Removal of fibroids (myomectomy) and subsequent repair of the uterus can be accomplished by a variety of techniques, depending upon the location, size, and number of fibroids to be removed. If you are considering future childbearing, this is the safest method for you to use to treat your fibroids.
i. Hysteroscopic myomectomy
When fibroids are mostly within the inside cavity of the uterus, they can be reached by placing a telescope and instruments through the vagina and cervix and into the uterine cavity. No incisions are required, although general anesthesia is needed. An electrical loop is used to carve out the fibroid, piece by piece. The procedure can take anywhere from 20 minutes to 2 hours depending upon the size of the fibroid. Recovery is rapid; you should feel back to normal in a matter of hours. One problem is that for large fibroids, the procedure may not be able to be completed in a single setting. Occasionally, a second surgery is required. Another problem is that many fibroids cannot be removed by this technique, and require other methods of access.

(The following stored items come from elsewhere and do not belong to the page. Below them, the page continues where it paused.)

Issue #3151, opened 2021-10-06
"Live" data import with Logstash


philrz:
I recently ran an experiment to see what would happen if I used an external agent (specifically, [Logstash](https://www.elastic.co/logstash/)) to push data to a Zed lake rather than using `zapi load`. I'll note up front that Logstash is surely not current state-of-the-art in terms of import agents, but it's one with which I'm already familiar, so I figured I'd start there in the interest of time.

Overall, it showed that the necessary pieces are all in place, but there were some speedbumps along the way that point to issues that may be worth addressing. To that end, I've started this issue off as an Epic just in case folks want to start linking additional issues to it.

The steps below were performed with Brim commit 5da5e7d (which uses Zed commit `fe1cb75`) and Logstash `7.15.0`. I also happened to use Zeek `4.1.1` running on my local laptop as the "live" data source, just because it was familiar and close at hand. Other than pointing it at the wireless interface on my Mac laptop to sniff "live" traffic, the only other change from Zeek defaults was the addition of the j[son-streaming-logs](https://github.com/corelight/json-streaming-logs) package. I also did not do any tuning to Logstash, using just this simple config file `logstash.conf`:

```
input {
  file {
    path => "/usr/local/zeek-4.1.1/logs/current/json_streaming_*"
  }
}

filter {
  json {
    source => "message"
  }
  mutate {
    remove_field => [ "message", "@timestamp", "@version", "path", "host" ]
  }
}

output {
  stdout {
    codec => "json"
  }
  http {
    url => "http://127.0.0.1:9867/pool/1ys2uIgnrlu5iM9hGc8ObhhxBOp/branch/main"
    http_method => "post"
    pool_max => 1
  }
}
```

In brief, the `input` stanza watches the logs generated by the json-streaming-logs package in a `tail`\-like manner. The `filter` stanza ensures that the lines in the log file are interpreted as JSON and turned into key/value pairs, then a bunch of Logstash's automatically-added metadata fields are dropped so they won't appear in the output. Finally, the `output` stanza sends a copy of all the posted data to the console for debug purposes, but most importantly posts data to the Zed API endpoint that accepts data to be loaded to a pool. The `pool_max` setting also turns out to be important because by default Logstash attempts to open 50 connections in parallel to post data in the name of performance, but Zed doesn't care for this, so we've lowered it to just one connection (thanks to @nwt for isolating the importance of this setting!)

[...]

PR #4827, opened 2023-10-26
Add grok function

### LINKED ISSUE #4140: Parsing text lines into records (Grok)
A community user asked in a [public Slack thread](https://brimdata.slack.com/archives/CTSMAK6G7/p1665158278523859):

> What would the best process be to parse a field of large text (syslog events in this case) into a record so that data within the longer string can be easily searched and integrated with zed query syntax?

For now the user managed to get by using the `split()` function and then using record literal syntax to assign field names to the value of each element of the resulting array. However, the first thing I thought of upon hearing the inquiry was Grok, as tools like Logstash have long used this to do the heavy lifting for such parsing. Some of the benefits of Grok is that there's off-the-shelf patterns that can be invoked to parse standard log formats as well as debug tools like https://grokdebug.herokuapp.com/ that help users create their own custom parsers.

I can see that there's a Go library https://github.com/vjeantet/grok, so maybe it would not be too difficult to add a Zed function that uses it.

If we ever wanted to get fancy, it seems we could extend the Grok syntax to also assign a Zed data type to the created fields. There's some precedent here in the Grok that's used in Logstash as described in [this StackOverflow post](https://stackoverflow.com/questions/29742482/logstash-output-to-elasticsearch-with-valid-types#comment47618824_29742787). In their case they only support destination data types for `int` and `float`, but Zed could differentiate by supporting its full set of rich types. I assume the Go library is only generating strings, but perhaps we could extend it.

mattnibs:
Closes #4140


philrz:
## tl;dr

I've done some preliminary testing on this branch at commit 2ad8892. The tl;dr is that it seems like what's already working here meets a defensible definition of "doing Grok". I'd not stand in the way of shipping it as is and seeing what users do with it. That said, I did hit a few speedbumps in my testing such that if we ship what we've got, I'd feel like we'd need to highlight several caveats in the docs and be prepared for users to struggle and frequently come to Slack for help. In this regard it may be a pay-now-or-later zero-sum game where it might be worth addressing some gaps in the code now if it's not too difficult so it'll mean less user/support pain in the future. I'll dive into details in separate sections below.

## Grok specification

When reading through dozens of online references, it's clear how under-specified Grok is. It's not like there's an RFC or other standard that lays out what specifically Grok is/isn't. That said, almost all pages point back at the [Grok filter plugin in Logstash](https://www.elastic.co/guide/en/logstash/current/plugins-filters-grok.html#plugins-filters-grok) as if it's the reference implementation. Further digging finds a [`grok` CLI tool](https://github.com/jordansissel/grok) written by Jordan Sissel who is basically "the Logstash guy". The first commit on that CLI tool was in 2007 while the first commit in [the Logstash repo](https://github.com/elastic/logstash) was in 2009. But the CLI tool is barely referenced in Google search results and hasn't seen a commit since 2017, so I'm going with the consensus that Logstash is the reference implementation.

## Testing

After reproducing the example in the docs included in this PR, the next thing I wanted to test was using a "custom pattern" via the `extra` parameter. Due to an (un-)lucky coincidence, the way I went about this was to follow an example I found in [this article](https://www.elastic.co/blog/slow-and-steady-how-to-build-custom-grok-patterns-incrementally). I figured it was a fine choice since it's written by Elastic (i.e., the people who bring us Logstash) and has a "for dummies" feel (so, our own users that don't know Grok might stumble onto it and see it as a good way to get started). Unfortunately, the example shown doesn't work as is, even before I bring the `extra` parameter into the picture.

```
$ zq -version
Version: v1.10.0-13-g2ad88925

$ echo '"55.3.244.1 GET /index.html 15824 0.043 other stuff"' | zq -Z 'yield grok("%{IP:host.ip} %{WORD:http.request.method} %{URIPATHPARAM:url.original} %{NUMBER:http.request.bytes:int} %{NUMBER:event.duration:double} %{GREEDYDATA:my_greedy_match}", this)' -
error("grok(): no match")
```

After further digging, there's two things in this example that don't seem to be supported with the current implementation in this branch, resulting in a failure to parse.

1. The trailing "data type conversion" specifications (e.g., `:int`).
2. Field names containing dots (e.g, `http.request.method`).

If I drop the data types and change the dots to something else like underscores, now it parses.

```
$ echo '"55.3.244.1 GET /index.html 15824 0.043 other stuff"' | zq -Z 'yield grok("%{IP:host_ip} %{WORD:http_request_method} %{URIPATHPARAM:url_original} %{NUMBER:http_request_bytes} %{NUMBER:event_duration} %{GREEDYDATA:my_greedy_match}", this)' -
{
    host_ip: "55.3.244.1",
    http_request_method: "GET",
    url_original: "/index.html",
    http_request_bytes: "15824",
    event_duration: "0.043",
    my_greedy_match: "other stuff"
}
```

Before I figured this out, I coincidentally happened to _also_ try testing out the original pattern from that same article in https://grokdebugger.com because the more-frequently-linked-to https://grokdebug.herokuapp.com seems to be dead. Well, despite grokdebugger.com having what feels like a nice UX, it turns out it _also_ fails completely when asked to create fields whose names contain dots, and this is disclosed in the [repo's README](https://github.com/cjslack/grok-debugger) along with other limitations.

I'd have ideally hoped to be able to tell users in our docs "feel free to educate yourself and steal from all the Grok materials already available online" and/or "we suggest using a Grok debugger to develop your patterns", but this one-two punch of unexpected findings gave me reason to pause and go down the rabbit hole about these gotchas.

## Proposals

### Field names containing dots

It seems there's a rich and miserable history in ELK stack as relates to field names that contain dots. [This doc from around 2015](https://www.elastic.co/guide/en/elasticsearch/reference/2.0/breaking_20_mapping_changes.html#_field_names_may_not_contain_dots) describes how field names containing dots were ok in Elasticsearch 1.x, then weren't ok in 2.0, but then [this doc](https://www.elastic.co/guide/en/elasticsearch/reference/2.4/dots-in-names.html) describes how it became possible again in 5.0. Also regarding Elasticsearch, it's worth pointing out how [this article](https://www.elastic.co/blog/slow-and-steady-how-to-build-custom-grok-patterns-incrementally) I referenced previously actually showed Grok being used in a modern (year 2020) context of an ingest pipeline (i.e., Logstash isn't mentioned once) and interestingly it shows the dotted field names turning directly into nested fields with no special handling.

While that's all interesting, I'm once again more interested in Logstash as the reference example. This is not only because it's the one most often referenced but also because users that need Grok (or other parsing) functionality we can't yet provide natively in Zed can still use Logstash (see #3151). Here what we see is that by default Logstash leaves the dotted field names alone. (This and other Logstash tests are being performed with the current latest available, which is v8.10.4).

Using config `logstash-fields-with-dots.conf`:

```
input {
  file {
    path => "/Users/phil/work/logstash/input.txt"
  }
}

filter {
  grok {
    match => { "message" =>  "%{IP:host.ip} %{WORD:http.request.method} %{URIPATHPARAM:url.original} %{NUMBER:http.request.bytes:int} %{NUMBER:event.duration:double} %{GREEDYDATA:my_greedy_match}" }
  }
}

output {
  stdout {
    codec => "json"
  }
}
```

And input file `input.txt`:

```
55.3.244.1 GET /index.html 15824 0.043 other stuff
```

We get:

```
$ bin/logstash -f logstash-fields-with-dots.conf
{
  "message": "55.3.244.1 GET /index.html 15824 0.043 other stuff",
  "event.duration": "0.043",
  "http.request.method": "GET",
  "url.original": "/index.html",
  "@version": "1",
  "log": {
    "file": {
      "path": "/Users/phil/work/logstash/input.txt"
    }
  },
  "@timestamp": "2023-10-31T21:03:31.952526Z",
  "event": {
    "original": "55.3.244.1 GET /index.html 15824 0.043 other stuff"
  },
  "host": {
    "name": "wpm.local"
  },
  "http.request.bytes": 15824,
  "my_greedy_match": "other stuff",
  "host.ip": "55.3.244.1"
}
```

However, [this 2015 article](https://www.elastic.co/blog/introducing-the-de_dot-filter) (right around the time Elasticsearch was reckoning with its own treatment of dotted fields) Logstash added a [`de_dot` filter](https://www.elastic.co/guide/en/logstash/current/plugins-filters-de_dot.html) that can turn these into nested fields before producing output. So adding this filter to create an alternate config `logstash-de-dot.conf`:

```
input {
  file {
    path => "/Users/phil/work/logstash/input.txt"
  }
}

filter {
  grok {
    match => { "message" =>  "%{IP:host.ip} %{WORD:http.request.method} %{URIPATHPARAM:url.original} %{NUMBER:http.request.bytes:int} %{NUMBER:event.duration:double} %{GREEDYDATA:my_greedy_match}" }
  }
  de_dot {
    nested => true
  }
}

output {
  stdout {
    codec => "json"
  }
}
```

Now we see the nesting.

```
$ bin/logstash -f logstash-de-dot.conf
{
  "http": {
    "request": {
      "method": "GET",
      "bytes": 15824
    }
  },
  "message": "55.3.244.1 GET /index.html 15824 0.043 other stuff",
  "event": {
    "original": "55.3.244.1 GET /index.html 15824 0.043 other stuff",
    "duration": "0.043"
  },
  "log": {
    "file": {
      "path": "/Users/phil/work/logstash/input.txt"
    }
  },
  "@version": "1",
  "@timestamp": "2023-10-31T21:08:04.107244Z",
  "my_greedy_match": "other stuff",
  "host": {
    "name": "wpm.local",
    "ip": "55.3.244.1"
  },
  "url": {
    "original": "/index.html"
  }
}
```

Strictly speaking, `de_dot` is just one of many filters in Logstash and not "part of Grok", though.

**Conclusion:** In theory we could maintain the current behavior of the code in this branch and require users to create dot-free field names and use downstream Zed operators like `put` and `cut` to move the values to nested fields. However, in addition to this being potentially lots of extra typing for users, the fact there's dot-having examples out there in Google search results may set many users up for some total-failure-to-parse pain. Meanwhile, Zed has its own [`nest_dotted` function](https://zed.brimdata.io/docs/language/functions/nest_dotted) that's doing the equivalent of what's shown with `de_dot` above. Therefore, if it's not too difficult, I'd advocate doing what Logstash's Grok does here and just let the dot-having field names through so the users can make their own decision about whether to leave them alone or apply `nest_dotted` to them.

### Square brackets for nesting

The limitations disclosed in the [Grok debugger README](https://github.com/cjslack/grok-debugger) also made me hip to an alternate syntax for creating nested fields that may be used within the Grok pattern. This syntax is only [shown in passing in the Logstash Grok filter doc](https://www.elastic.co/guide/en/logstash/current/plugins-filters-grok.html#plugins-filters-grok-overwrite) with no attention being called to it. Further digging reveals this is because once again we're looking at a [general Logstash concept for how nested fields can be referenced](https://www.elastic.co/guide/en/logstash/current/event-dependent-configuration.html#logstash-config-field-references), i.e., not something _specific_ to Grok but that we may run into just because there's Logstash-centric Grok examples out there that use it.

When used with Logstash, it provides a handy "a la carte" way someone might create some nested fields while leaving others as dots, e.g., with config `logstash-brackets.conf`:

```
input {
  file {
    path => "/Users/phil/work/logstash/input.txt"
  }
}

filter {
  grok {
    match => { "message" =>  "%{IP:host.ip} %{WORD:[http][request][method]} %{URIPATHPARAM:url.original} %{NUMBER:http.request.bytes:int} %{NUMBER:event.duration:double} %{GREEDYDATA:my_greedy_match}" }
  }
}

output {
  stdout {
    codec => "json"
  }
}
```

And processing the same input as before, we see:

```
$ bin/logstash -f logstash-brackets.conf
{
  "message": "55.3.244.1 GET /index.html 15824 0.043 other stuff",
  "url.original": "/index.html",
  "http.request.bytes": 15824,
  "@version": "1",
  "@timestamp": "2023-10-31T21:25:49.545440Z",
  "log": {
    "file": {
      "path": "/Users/phil/work/logstash/input.txt"
    }
  },
  "event": {
    "original": "55.3.244.1 GET /index.html 15824 0.043 other stuff"
  },
  "host.ip": "55.3.244.1",
  "host": {
    "name": "wpm.local"
  },
  "event.duration": "0.043",
  "http": {
    "request": {
      "method": "GET"
    }
  },
  "my_greedy_match": "other stuff"
}
```

Whereas with what's on this branch at the moment, we're in another fail-to-parse situation. If I start from the working example above that used underscores and use just the bracketed notation for that one field, we see:

```
$ echo '"55.3.244.1 GET /index.html 15824 0.043 other stuff"' | zq -Z 'yield grok("%{IP:host_ip} %{WORD:[http][request][method]} %{URIPATHPARAM:url_original} %{NUMBER:http_request_bytes} %{NUMBER:event_duration} %{GREEDYDATA:my_greedy_match}", this)' -
error("grok(): no match")
```

**Conclusion:** Similar to the argument above regarding field names containing dots, it would be great if this syntax could create the nested fields like Logstash does just so more found examples will work out-of-the-box and users would see fewer "fail to parse" situations. That said, compared to field names containing dots, in my reading I've seen fewer examples that use the square bracket notation, so if it was deemed too much effort I'd be prepared to live without it, disclose it in the docs, and see if users notice/care.

### Data type conversion

The data type conversion syntax (e.g., `:int`) was something I'd anticipated in my write-up in #4140. Indeed, whereas the [Logstash Grok filter doc](https://www.elastic.co/guide/en/logstash/current/plugins-filters-grok.html#_grok_basics) says they only support `int` and `float` right now, I'd thought a future Zed differentiator would be to support all the Zed primitive types in this syntax to cast to our many rich types. That said, since shaping is such a first class concept in Zed (and hence our users should hopefully know what to do if they see only string data coming back from our Grok function), I'd be less inclined to beg for this in a first implementation. And supporting just `:int` and `:float` to have feature parity with Logstash feels like it would be a pretty lame mini step.

**Conclusion:** While I'm fine living without any actual casting being triggered by this syntax, the current failure-to-parse behavior seen on the code in this branch feels hazardous, once again due to the fact that there's plenty of examples out there that use it. If not too difficult, I'd be in favor of effectively recognizing the trailing `:whatever` as valid syntax but then ignoring it. That would make it so more found examples at least produce output, and then we could divulge in the docs that it's currently unsupported and point to an open issue to gather interest for doing this with the Zed types. (Incidentally, the "allow but ignore" approach is what I see in the [Grok debugger](https://grokdebugger.com) I've linked to a couple times above, though it also seems to do some clever things where it turns numeric values into numbers rather than leaving them as strings like Logstash does).

### Regular expression libraries

I'm a bit out of my league with the specifics here, but something @mattnibs and @nwt mentioned that I've also seen referenced frequently in various docs is how [Logstash's implementation uses the Oniguruma regexp library](https://www.elastic.co/guide/en/logstash/current/plugins-filters-grok.html#_custom_patterns) whereas ours currently uses the same Go one that Zed already uses in other contexts like the [`regexp` function](https://zed.brimdata.io/docs/language/functions/regexp). After trying to read some stuff online about the differences, much of it seems to boil down to (paraphrasing) "Oniguruma potentially performs much worse, but can do things the other libraries can't". What I _don't_ see are write-ups that quantify the degree to which this affects real world log parsing use cases, e.g., "the following log formats simply cannot be parsed without Oniguruma!" or "look how much uglier I have to make this Go regexp compared to this beautiful Oniguruma one!") Instead I just see some version of "Waah! Waah! 👶 🍼 The patterns I've copy/pasted directly from Logstash don't work in this other Grok tool!" which is valid but I find less helpful.

Perhaps the difference I see most often cited is the [first syntax for custom patterns](https://www.elastic.co/guide/en/logstash/current/plugins-filters-grok.html#_custom_patterns) shown in the Logstash Grok filter doc. Using the example they show there, if we have config `logstash-oniguruma-named-capture.conf`:

```
input {
  file {
    path => "/Users/phil/work/logstash/custom.txt"
  }
}

filter {
  grok {
    match => { "message" => "(?<queue_id>[0-9A-F]{10,11})" }
  }
}

output {
  stdout {
    codec => "json"
  }
}
```

And input `custom.txt`:

```
BEF25A72965
```

We get:

```
$ bin/logstash -f logstash-oniguruma-named-capture.conf
{
  "message": "BEF25A72965",
  "event": {
    "original": "BEF25A72965"
  },
  "@version": "1",
  "host": {
    "name": "wpm.local"
  },
  "log": {
    "file": {
      "path": "/Users/phil/work/logstash/custom.txt"
    }
  },
  "queue_id": "BEF25A72965",
  "@timestamp": "2023-10-31T21:50:24.419974Z"
}
```

So, ok, that's a handy shorthand. However, even that same Logstash doc goes on to describe how the equivalent is possible by defining a named custom Grok pattern and referencing it, and indeed, the same is possible with the current implementation on this branch.

```
$ echo '"BEF25A72965"' | zq -Z 'yield grok("POSTFIX_QUEUEID [0-9A-F]{10,11}", "%{POSTFIX_QUEUEID:queue_id}", this)' -
{
    queue_id: "BEF25A72965"
}
```

Incidentally, this same issue is cited in https://github.com/logrusorgru/grokky/issues/4 (which is from the repo for the code the implementation this branch is based on) and https://github.com/vjeantet/grok/issues/36 (which is from the repo I found when I wrote up #4140) so we're definitely not alone in this being a limitation. In fact, the implementation currently on this branch lines up with what's described in second of those quoted issues:

```
$ echo '"BEF25A72965"' | zq -Z 'yield grok("(?<queue_id>[0-9A-F]{10,11})", this)' -
error("grok(): error parsing regexp: invalid or unsupported Perl syntax: `(?<`")
```

**Conclusion:** @mattnibs and @nwt have already set my expectations that using an alternate regexp library like Oniguruma would be a non-trivial amount of work. Furthermore, having one regexp library for Grok and another for other parts of the language seems like it could come with its own set of hazards, and moving _all_ Zed regexp functionality to depend on a library that's believed to perform worse is also probably a bad choice. Since Logstash's own doc shows two approaches to achieve the same result, and we support one of those approaches, I'd be fine in sticking with what we've got here and disclosing in the docs that the other is unsupported and see if it turns out to be a problem. The error message currently being surfaced is perhaps not ideal, but it's specific enough that users can react to it (e.g., if we reference it in our Grok doc, a search for "perl" on the docs site would surely bring the user to the right place).

## References

I read through all the following as research for the write-up above. They're all pages that come up as top links for Google searches like "grok log parsing", "grok specification", and "grok create nested fields".

* https://logz.io/blog/grok-pattern-examples-for-log-parsing/
* https://newrelic.com/blog/how-to-relic/how-to-use-grok-log-parsing
* https://www.elastic.co/guide/en/logstash/current/plugins-filters-grok.html
* https://coralogix.com/blog/logstash-grok-tutorial-with-examples/
* https://graylog.org/post/getting-started-with-grok-patterns/
* https://docs.mezmo.com/2.8/telemetry-pipelines/using-grok-to-parse
* https://manpages.org/grok
* https://www.tutorialspoint.com/logstash/logstash_parsing_the_logs.htm
* https://www.youtube.com/watch?v=0vV9iVltJck
* https://stackoverflow.com/questions/71843978/java-log-parsing-with-logstash-grok
* https://logz.io/blog/logstash-grok/
* https://www.elastic.co/guide/en/elasticsearch/reference/current/grok.html
* https://streamsets.com/blog/what-are-grok-patterns/
* https://stackoverflow.com/questions/23523790/list-of-syntax-for-logstashs-grok
* https://stackoverflow.com/questions/28748674/have-a-grok-filter-create-nested-fields-as-a-result
* https://github.com/vectordotdev/vector/issues/4465
* https://www.reddit.com/r/elasticsearch/comments/n6l7j6/logstash_ecs_fields/
* https://github.com/elastic/elasticsearch/issues/15951
* https://www.elastic.co/blog/slow-and-steady-how-to-build-custom-grok-patterns-incrementally

runtime/expr/function/grok.go
```diff
@@ -0,0 +1,110 @@
...
+	if err != nil {
+		return nil, err
+	}
+	p, err := h.getPattern(g.zctx, patternArg.AsString())
+	if err != nil {
+		return nil, err
+	}
+	ss := p.ParseValues(inputArg.AsString())
+	if ss == nil {
+		return nil, errors.New("no match")
```
philrz, line 58: Instead of just `error("grok(): no match")`, might we consider wrapping the original input string in the `error` value? This way if a user has set up a `zq` Grok pipeline output to `zed load` where they're expecting all the input data to be Grok-able, and some un-parseable data shows up in the input stream, they'll still have the option to find the original data inside the error and parse/load it after they've updated their Grok pattern to catch it going forward. This feels like it's in line with some of our "why Zed errors are great" stuff that's covered in places like [this blog post](https://www.brimdata.io/blog/debugging-data-first-class-errors/). It's also kind of similar to Logstash's [`_grokparsefailure` tag](https://www.elastic.co/guide/en/logstash/8.10/plugins-filters-grok.html#plugins-filters-grok-tag_on_failure) that they add on parse failures. Their overall approach is a little different than ours since by default they always include the original input string in the output as a field called `message` (see the many Logstash outputs in my recent [big comment](https://github.com/brimdata/zed/pull/4827#issuecomment-1788123901)) but it would seem to enable a similar "repair after the fact" workflow.

docs/language/functions/grok.md
```diff
@@ -0,0 +1,44 @@
+### Function
+
+&emsp; **grok** &mdash; parse a string using a grok pattern
+
+### Synopsis
+
+```
+grok(pattern: string, s: string) -> any
+grok(extra: string, pattern: string, s: string) -> any
```
nwt, line 9: It's surprising to see `extra` before rather than after the parameters common to both forms. Any reason not to move it after `s`?

philrz:
@mattnibs: While I was proud to show my work in my [exhaustive write-up above](https://github.com/brimdata/zed/pull/4827#issuecomment-1788123901) [ 😄 ] I realize the conclusions are in danger of getting lost in the text. Just to summarize the changes I advocate making to what's currently in this branch:

1. **Accept fields with dots in their names**. We don't need to automatically turn these into nested fields, though.
2. **Accept the square bracket syntax for creating nested fields**. I'm willing to lose this if it's super hard to do, though.
3. **Accept the `:int`-style syntax for type conversion, but ignore it**. Fields can all be string-typed and the user can use Zed casting. We could maybe do casting to Zed types with this syntax one day.
4. **When a string fails to parse via Grok, wrap it in the error value**. That way users can study/repair later.
5. **Move the `extra` parameter to the end**. This point from @nwt makes sense to me, as it's what I see with optional parameters in other languages.

docs/language/functions/grok.md
mattnibs: ok

mattnibs:
Thanks for the detail writeup @philrz 

> Accept fields with dots in their names. We don't need to automatically turn these into nested fields, though.
> Accept the square bracket syntax for creating nested fields. I'm willing to lose this if it's super hard to do, though.

I'll make sure all characters possible are allowed as the name, however in order to pair down the size of an already large pr I'm going to punt on handling to another pr. 

> Accept the :int-style syntax for type conversion, but ignore it.

For now I'm just going to have any type hints as part of the resultant field name.

> When a string fails to parse via Grok, wrap it in the error value.
> Move the extra parameter to the end. 

Will fix these.

nwt:
> For now I'm just going to have any type hints as part of the resultant field name.

Ignoring or honoring type hints strikes me as MVP functionality so I think we ought to do that here.

philrz:
@mattnibs: `docs/language/functions/README.md` needs an entry that links to the new `grok.md`.

docs/language/functions/README.md
```diff
@@ -28,6 +28,7 @@ Zed's [primitive types](../../formats/zed.md#1-primitive-types), e.g.,
 * [flatten](flatten.md) - transform a record into a flattened map
 * [floor](floor.md) - floor of a number
 * [grep](grep.md) - search strings inside of values
+* [grok)](grok.md) - parse a string into a structured record
```
philrz, line 31:
```suggestion
* [grok](grok.md) - parse a string into a structured record
```

docs/language/functions/grok.md
```diff
@@ -0,0 +1,44 @@
...
+
+When provided with three arguments the third argument, definitions, is a string
+of named patterns seperated by new lines in the format `PATTERN_NAME PATTERN`.
+The named patterns can then be referenced in the grok pattern argument.
+
+#### Included Patterns
+
+The _grok_ function by default includes a set of builtin named patterns
+that can be referenced in any pattern. The included named patterns can be seen
+[here](https://raw.githubusercontent.com/brimdata/zed/main/pkg/grok/grok-patterns).
```
nwt, line 28:
```suggestion
[here](https://raw.githubusercontent.com/brimdata/zed/main/pkg/grok/base.go).
```

docs/language/functions/grok.md
```diff
@@ -0,0 +1,44 @@
...
+
+The _grok_ function parses a string using a grok pattern and returns
+a record containing the parsed fields. The syntax for a grok pattern
+is `{%pattern:field_name}` where _pattern_ is a the name of the pattern
+to match text with and _field_name_ is resultant field name of the capture
+value.
+
+When provided with three arguments the third argument, definitions, is a string
+of named patterns seperated by new lines in the format `PATTERN_NAME PATTERN`.
+The named patterns can then be referenced in the grok pattern argument.
```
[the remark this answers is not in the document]
nwt: I'm in favor of @philrz's s/pattern/p/ suggestion.

Also, I think it'd be clearer to mention the pattern parameter by name in the first sentence, like this:

```
The _grok_ function parses a string `s` using a grok pattern `p` and returns
a record containing the parsed fields.
```

docs/language/functions/grok.md
```diff
@@ -0,0 +1,44 @@
...
+The _grok_ function by default includes a set of builtin named patterns
+that can be referenced in any pattern. The included named patterns can be seen
+[here](https://raw.githubusercontent.com/brimdata/zed/main/pkg/grok/base.go).
+
+### Examples
+
+Parsing a simple log line using the builtin named patterns:
+```mdtest-command
+echo '"2020-09-16T04:20:42.45+01:00 DEBUG This is a sample debug log message"' \
+  | zq -Z 'yield grok("%{TIMESTAMP_ISO8601:timestamp} %{LOGLEVEL:level} %{GREEDYDATA:message}", this)' -
```
nwt, line 35:
```suggestion
echo '"2020-09-16T04:20:42.45+01:00 DEBUG This is a sample debug log message"' |
  zq -Z 'yield grok("%{TIMESTAMP_ISO8601:timestamp} %{LOGLEVEL:level} %{GREEDYDATA:message}", this)' -
```

nwt (approved):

ii. Laparoscopic myomectomy
For fibroids within the wall of the uterus or on the outside of the uterus, removal can be accomplished through minor surgery involving general anesthesia. Three or four incisions are usually required, each ½ inch long. The surgery can take form 1-4 hours, depending upon the size and number of fibroids. The biggest danger is excessive bleeding; if this occurs, we will make a large abdominal incision to keep you safe and complete the surgery that way. Recovery requires about 2-7 days, and is done at home. You will only be kept overnight in the hospital if we feel we need to observe you, you are having trouble with nausea, or it is late in the day when the surgery is completed. In some cases the robot is used to help make the surgery go smoother.
iii. Abdominal myomectomy
When fibroids are too numerous, or too large to remove through a laparoscope, major surgery is required. This procedure, an abdominal myomectomy, requires an incision along the lower abdomen (a bikini cut), and is usually 6-12 inches in length. This surgery requires several hours to perform, is done with general anesthesia, and mandates a lengthy recovery: generally 2 days of hospitalization and 2-6 weeks of at-home recovery. The uterus is healed and ready for a pregnancy 3 months later. For difficult cases, there is a risk of bleeding or infection, but this is not a major problem with most myomectomies.